Exercise details
The word "like" marks the lines to keep; find each one in the data and copy it.
(Exercise input)
PR #2138, opened 2022-12-17
Remove aggregation deprecations

franmomu:
I would go a step further (in another PR) and remove setters or make them private for mandatory data passed in the constructor like `setBucketsPath()` or `setScript()`.

### DIFF
--- a/src/Aggregation/BucketScript.php
+++ b/src/Aggregation/BucketScript.php
@@ -2,8 +2,6 @@
 
 namespace Elastica\Aggregation;
 
-use Elastica\Exception\InvalidException;
-
 /**
  * Class BucketScript.
  *
@@ -13,17 +11,12 @@ class BucketScript extends AbstractAggregation implements GapPolicyInterface
 {
     use Traits\GapPolicyTrait;
 
-    public function __construct(string $name, ?array $bucketsPath = null, ?string $script = null)
+    public function __construct(string $name, array $bucketsPath, string $script)
     {
         parent::__construct($name);
 
-        if (null !== $bucketsPath) {
-            $this->setBucketsPath($bucketsPath);
-        }
-
-        if (null !== $script) {
-            $this->setScript($script);
-        }
+        $this->setBucketsPath($bucketsPath);
+        $this->setScript($script);
     }
 
     /**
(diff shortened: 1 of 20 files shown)


src/Aggregation/BucketScript.php
```diff
@@ -13,17 +11,12 @@ class BucketScript extends AbstractAggregation implements GapPolicyInterface
 {
     use Traits\GapPolicyTrait;
 
-    public function __construct(string $name, ?array $bucketsPath = null, ?string $script = null)
+    public function __construct(string $name, array $bucketsPath, string $script)
     {
         parent::__construct($name);
 
-        if (null !== $bucketsPath) {
```
ruflin, line 20: This one we did not deprecate. 

One thing I've seen in the past is that an object was created when the bucketPath did not exist yet and was set at a later stage (just an example). Is this a use case we want to support or on this scenario we except the object to be created when all info is available?

src/Aggregation/BucketSelector.php
```diff
@@ -11,17 +11,12 @@ class BucketSelector extends AbstractSimpleAggregation implements GapPolicyInter
 {
     use Traits\GapPolicyTrait;
 
-    public function __construct(string $name, ?array $bucketsPath = null, ?string $script = null)
+    public function __construct(string $name, array $bucketsPath, string $script)
     {
         parent::__construct($name);
 
-        if (null !== $bucketsPath) {
```
ruflin, line 18: Same as above. Do we need to deprecate it in 7.x branch if we go down this path?

ruflin (commented):
I like how this simplifies the code base. Left 2 high level comments to have some discussion.

src/Aggregation/BucketScript.php
franmomu: Yeah, I would deprecate them in `7.x`.

When working with ES, these parameters are required:

https://www.elastic.co/guide/en/elasticsearch/reference/current/search-aggregations-pipeline-bucket-script-aggregation.html
https://www.elastic.co/guide/en/elasticsearch/reference/current/search-aggregations-pipeline-bucket-selector-aggregation.html

Since they are required, I think it makes sense to not be able to create a `BucketScript` instance with invalid data.

IMHO we should avoid supporting those scenarios where these classes can contain invalid data (in some of them we can even mark them as [immutable](https://phpstan.org/writing-php-code/phpdocs-basics#immutable-classes)), it simplifies the code and ease the maintenance since these objects would always be in a valid state.

ruflin: Lets call this a decision that all required params have to be set when creating an object.

Can you open a PR against 7.x with a deprecation?

ruflin (approved):

ruflin:
As discussed above, would be great to open PR's against 7.x with the deprecations.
(End Exercise input)
Reply to the exercise
I would go a step further (in another PR) and remove setters or make them private for mandatory data passed in the constructor like `setBucketsPath()` or `setScript()`.
I like how this simplifies the code base. Left 2 high level comments to have some discussion.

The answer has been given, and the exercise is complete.